** TASK REQUIREMENTS **
Every entry below, first to last, should be restated word for word.

** DATA TO EXAMINE **
PR #8873, opened 2023-11-17
CNV deployment

PrasadDesala:
OpenShift Virtualization (CNV) is an add-on to OCP that allows running and managing virtual machine workloads alongside container workloads. The ODF can be used in conjunction with CNV to provide persistent storage for virtual machines. 
This PR automates the entire CNV deployment process, including HyperConverged CR creation, after the ODF storage cluster creation. 

It also covers the following tasks after CNV deployment:
- [x] Post CNV installation verification
- [x] Enable software emulation - This is necessary on a cluster where the nodes do not support hardware emulation.
- [x]  Download and extract the virtctl binary to bin_dir - This additional binary provided by KubeVirt, allows quick access to the serial and graphical ports of a VM and also handles start/stop operations and various other VM operations.

PR #9192, opened 2024-01-19
install CNV only after ODF installation

vavuthu:

### DIFF
--- a/ocs_ci/deployment/cnv.py
+++ b/ocs_ci/deployment/cnv.py
@@ -497,18 +497,19 @@ class CNVInstaller(object):
         Installs CNV enabling software emulation.
 
         """
-        logger.info("Installing CNV")
-        # Create CNV catalog source
-        self.create_cnv_catalog_source()
-        # Create openshift-cnv namespace
-        self.create_cnv_namespace()
-        # create CNV subscription
-        self.create_cnv_subscription()
-        # Deploy the HyperConverged CR
-        self.deploy_hyper_converged()
-        # Post CNV installation checks
-        self.post_install_verification()
-        # Enable software emulation
-        self.enable_software_emulation()
-        # Download and extract the virtctl binary to bin_dir
-        self.download_and_extract_virtctl_binary()
+        if not config.ENV_DATA["skip_ocs_deployment"]:
+            logger.info("Installing CNV")
+            # Create CNV catalog source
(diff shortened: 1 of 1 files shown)


petr-balogh (dismissed):

ocs_ci/deployment/cnv.py
```diff
@@ -497,18 +497,19 @@ def deploy_cnv(self):
...
-        self.create_cnv_subscription()
-        # Deploy the HyperConverged CR
-        self.deploy_hyper_converged()
-        # Post CNV installation checks
-        self.post_install_verification()
-        # Enable software emulation
-        self.enable_software_emulation()
-        # Download and extract the virtctl binary to bin_dir
-        self.download_and_extract_virtctl_binary()
+        if not config.ENV_DATA["skip_ocs_deployment"]:
```
petr-balogh, line 500: Should we maybe just conditionalize the place where we call this function? 
This function is meant to install CNV, and it's not describing anywhere that it will not install the CNV in some of cases like now `if not config.ENV_DATA["skip_ocs_deployment"]:`

PrasadDesala: I'm not sure if this PR is relevant.  To provide a quick background - initially, I added the skip_ocs_deployment check in the PR for CNV deployment to ensure that the CNV deployment function is called only when OCS is deployed. However, it seems the CNV deployment is not being triggered during an MDR deployment job (could be that it was developed differently to handle multiple clusters). I later removed the check to allow CNV deployment on MDR clusters. Now it looks like the CNV deployment function is being called twice - once after the OCP install and again after the ODF install. We may need to handle this in a way that ensures the solution works for both non-MDR and MDR deployments

PrasadDesala: Just to clarify, earlier I add the skip in the deployment.py while calling the function
https://github.com/red-hat-storage/ocs-ci/pull/8873/files#diff-8571fc52f1040ac2cb01985da6d61cc93a535f812814c200b45d00daf28c2e3fR552-R555

petr-balogh: then we should bring that condition back on place but adjust for the other scenario as well there I think.

vavuthu: As per previous comments, looks like it is irrelevant PR in this case. So closing this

** RESULT FOR THIS EXERCISE **
PR #8873, opened 2023-11-17
CNV deployment

PrasadDesala:
OpenShift Virtualization (CNV) is an add-on to OCP that allows running and managing virtual machine workloads alongside container workloads. The ODF can be used in conjunction with CNV to provide persistent storage for virtual machines. 
This PR automates the entire CNV deployment process, including HyperConverged CR creation, after the ODF storage cluster creation. 

It also covers the following tasks after CNV deployment:
- [x] Post CNV installation verification
- [x] Enable software emulation - This is necessary on a cluster where the nodes do not support hardware emulation.
- [x]  Download and extract the virtctl binary to bin_dir - This additional binary provided by KubeVirt, allows quick access to the serial and graphical ports of a VM and also handles start/stop operations and various other VM operations.

PR #9192, opened 2024-01-19
install CNV only after ODF installation

vavuthu:

### DIFF
--- a/ocs_ci/deployment/cnv.py
+++ b/ocs_ci/deployment/cnv.py
@@ -497,18 +497,19 @@ class CNVInstaller(object):
         Installs CNV enabling software emulation.
 
         """
-        logger.info("Installing CNV")
-        # Create CNV catalog source
-        self.create_cnv_catalog_source()
-        # Create openshift-cnv namespace
-        self.create_cnv_namespace()
-        # create CNV subscription
-        self.create_cnv_subscription()
-        # Deploy the HyperConverged CR
-        self.deploy_hyper_converged()
-        # Post CNV installation checks
-        self.post_install_verification()
-        # Enable software emulation
-        self.enable_software_emulation()
-        # Download and extract the virtctl binary to bin_dir
-        self.download_and_extract_virtctl_binary()
+        if not config.ENV_DATA["skip_ocs_deployment"]:
+            logger.info("Installing CNV")
+            # Create CNV catalog source
(diff shortened: 1 of 1 files shown)


petr-balogh (dismissed):

ocs_ci/deployment/cnv.py
```diff
@@ -497,18 +497,19 @@ def deploy_cnv(self):
...
-        self.create_cnv_subscription()
-        # Deploy the HyperConverged CR
-        self.deploy_hyper_converged()
-        # Post CNV installation checks
-        self.post_install_verification()
-        # Enable software emulation
-        self.enable_software_emulation()
-        # Download and extract the virtctl binary to bin_dir
-        self.download_and_extract_virtctl_binary()
+        if not config.ENV_DATA["skip_ocs_deployment"]:
```
petr-balogh, line 500: Should we maybe just conditionalize the place where we call this function? 
This function is meant to install CNV, and it's not describing anywhere that it will not install the CNV in some of cases like now `if not config.ENV_DATA["skip_ocs_deployment"]:`

PrasadDesala: I'm not sure if this PR is relevant.  To provide a quick background - initially, I added the skip_ocs_deployment check in the PR for CNV deployment to ensure that the CNV deployment function is called only when OCS is deployed. However, it seems the CNV deployment is not being triggered during an MDR deployment job (could be that it was developed differently to handle multiple clusters). I later removed the check to allow CNV deployment on MDR clusters. Now it looks like the CNV deployment function is being called twice - once after the OCP install and again after the ODF install. We may need to handle this in a way that ensures the solution works for both non-MDR and MDR deployments

PrasadDesala: Just to clarify, earlier I add the skip in the deployment.py while calling the function
https://github.com/red-hat-storage/ocs-ci/pull/8873/files#diff-8571fc52f1040ac2cb01985da6d61cc93a535f812814c200b45d00daf28c2e3fR552-R555

petr-balogh: then we should bring that condition back on place but adjust for the other scenario as well there I think.

vavuthu: As per previous comments, looks like it is irrelevant PR in this case. So closing this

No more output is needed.